The task calls for each line of the records below in which the word "with" appears.

Dataset extract Block Start

PR #23375, opened 2022-06-15
fix(@angular/cli): disable version check when running `ng completion` commands

alan-agius4:
Running autocompletion with `14.0.1` installed globally in a `14.0.0` project logs the version warning in a very annoying fashion:

```
$ ng verYour global Angular CLI version (14.0.1) is greater than your local version (14.0.0). The local Angular CLI version is used.

sion
```

This adds an exception for `ng completion` commands to avoid this edge case.

### DIFF
--- a/packages/angular/cli/lib/init.ts
+++ b/packages/angular/cli/lib/init.ts
@@ -78,11 +78,13 @@ let forceExit = false;
       console.error('Version mismatch check skipped. Unable to compare local version: ' + error);
     }
 
-    if (isGlobalGreater) {
+    const rawCommandName = process.argv[2];
+    // When using the completion command, don't show the warning as otherwise this will break completion.
+    if (isGlobalGreater && rawCommandName !== 'completion') {
       // If using the update command and the global version is greater, use the newer update command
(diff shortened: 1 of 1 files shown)


packages/angular/cli/lib/init.ts
```diff
@@ -78,11 +78,14 @@ let forceExit = false;
       console.error('Version mismatch check skipped. Unable to compare local version: ' + error);
     }
 
-    if (isGlobalGreater) {
+    const rawCommandName = process.argv[2];
+    // When using the completion command and the global version is greater,
+    // don't show the warning as otherwise this will break completion.
+    if (isGlobalGreater && rawCommandName !== 'completion') {
```
dgp1130, line 84: This comment doesn't align with the if statement (should be `if (!(isGlobalGreater && rawCommandName === 'completion')` or `if (!isGlobalGreater || rawCommandName !== 'completion')`).

I think we don't want to change the existing behavior, so I think this comment should read "When using the completion command, don't show the warning as otherwise this will break completion." Is that what you're intending here?

dgp1130 (approved):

Dataset extract Block End

Answer area ▸
Running autocompletion with `14.0.1` installed globally in a `14.0.0` project logs the version warning in a very annoying fashion:
dgp1130, line 84: This comment doesn't align with the if statement (should be `if (!(isGlobalGreater && rawCommandName === 'completion')` or `if (!isGlobalGreater || rawCommandName !== 'completion')`).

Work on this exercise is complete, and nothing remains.